Place: Håkonshallen, IHA, UMB
Currently one of the biggest undertakings in computational biology, the Physiome project aims to integrate mathematical models from genes to the whole organism. The lectures are relevant for all those who want to contribute to, or just get an overview of, one of the major scientific endeavours in the 21st century. The impact of this research programme on biomedicine, production biology and evolutionary biology is likely to become substantial. The lectures on October 27 will give the big picture, while the second day delves into computational tools for finite element methods in continuum dynamics which is the basic methodology for handling morphological and physiological processes in complex biological structures.
The lectures will be given at Centre for Integrative Genetics, in the room "Håkonshallen" at the Department of Animal science, Norwegian University of Life Sciences. For further inquiries, please contact This e-mail address is being protected from spambots. You need JavaScript enabled to view it or This e-mail address is being protected from spambots. You need JavaScript enabled to view it .
Two major developments in current medicine are, on the one hand, the much publicised genomics (and soon proteomics) revolution and, on the other, the revolution in medical imaging in which the physiological function of the human body can be studied with a plethora of imaging devices such as MRI, CT, PET, ultrasound, electrical mapping, etc. The challenge now is to link these two developments for an individual - to use complementary genomic and medical imaging data, together with computational modelling tailored to the anatomy, physiology and genetics of that individual, for patient-specific diagnosis and treatment.

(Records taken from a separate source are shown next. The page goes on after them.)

PR #574, opened 2025-08-13
Use truncated version with signature fallback

### LINKED ISSUE #573: Adjust the fallback path
We need to adjust the fallback path so that only `MAJOR.MINOR.PATCH` version is included:
https://github.com/coder/vscode-coder/blob/c26018f96e12f7e7bb3c210fd83aef937307e851/src/storage.ts#L235

Signature downloads from [releases.coder.com](https://releases.coder.com/) fail due to a mismatch between the value returned by the [buildinfo](https://coder.com/docs/reference/api/schemas#codersdkbuildinforesponse) endpoint and the object names in the underlying GCS bucket.

Image

### Example:

Currently the handler would attempt to fetch the signature from:
https://releases.coder.com/coder-cli/2.24.1+f97bd76/{detached_signature} 🔴 

Should be:
https://releases.coder.com/coder-cli/2.24.1/{detached_signature} 🟢

code-asher:
Fixes #573

### DIFF
--- a/src/storage.ts
+++ b/src/storage.ts
@@ -142,7 +142,9 @@ export class Storage {
 		this.output.info("Got server version", buildInfo.version);
 		const parsedVersion = semver.parse(buildInfo.version);
 		if (!parsedVersion) {
-			throw new Error(`Got invalid version from deployment: ${buildInfo.version}`)
+			throw new Error(
+				`Got invalid version from deployment: ${buildInfo.version}`,
+			);
 		}
 
 		// Check if there is an existing binary and whether it looks valid.  If it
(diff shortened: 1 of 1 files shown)


src/storage.ts
```diff
@@ -139,6 +140,10 @@ export class Storage {
 		// and to log for debugging.
 		const buildInfo = await restClient.getBuildInfo();
 		this.output.info("Got server version", buildInfo.version);
+		const parsedVersion = semver.parse(buildInfo.version);
```
jdomeracki-coder, line 143: Do I get it right that it will handle the leading `v`?
https://github.com/npm/node-semver?tab=readme-ov-file#versions

jdomeracki-coder: Nvm, I get it ✔️

code-asher: Yup exactly, I tested with `v2.25.1-devel+92d505c52` (from dev.coder.com).

jdomeracki-coder (approved):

To help address this challenge, the Physiome Project of the International Union of Physiological Sciences (IUPS) is developing a comprehensive framework for modelling the human body using computational methods which can incorporate the biochemistry, biophysics and anatomy of cells, tissues and organs. A major goal of the project is to use computational modelling to analyse integrative biological function in terms of underlying structure and molecular mechanisms. A newly formed EU Network of Excellence for the Virtual Physiological Human (VPH) is also contributing and, in particular, addressing clinical applications of the project.
To facilitate model reuse among researchers in computational physiology, two XML markup languages for encoding biological models, CellML & FieldML, are being developed. CellML deals with models of so-called ‘lumped parameter’ systems, where spatial effects are averaged, and typically involves systems of ordinary differential equations and algebraic equations. FieldML addresses the spatial variations in cell or tissue properties where the models typically rely on partial differential equations. Model repositories based on these standards and implementing a wide variety of models from peer-reviewed publications have been developed (www.cellml.org/models) and open source software tools for creating, visualizing and executing these models are currently available (www.cellml.org/tools) and under continuous development.
The first of the three lectures will present an overview of the Physiome Project (philosophy, methods, applications), an introduction to the description of spatial fields with the FieldML markup language and the use of the (open source) software cmgui for displaying spatial fields. The second lecture will provide an overview of the CellML markup language and the associated model repository and computational tools. The final lecture will provide an overview of computational techniques for solving continuum problems in computational physiology (focussing primarily on the finite element method).
Lecture 1 and 3, as specified in the PDF file, will be given on October 27. Lecture 2 will be given on October 28.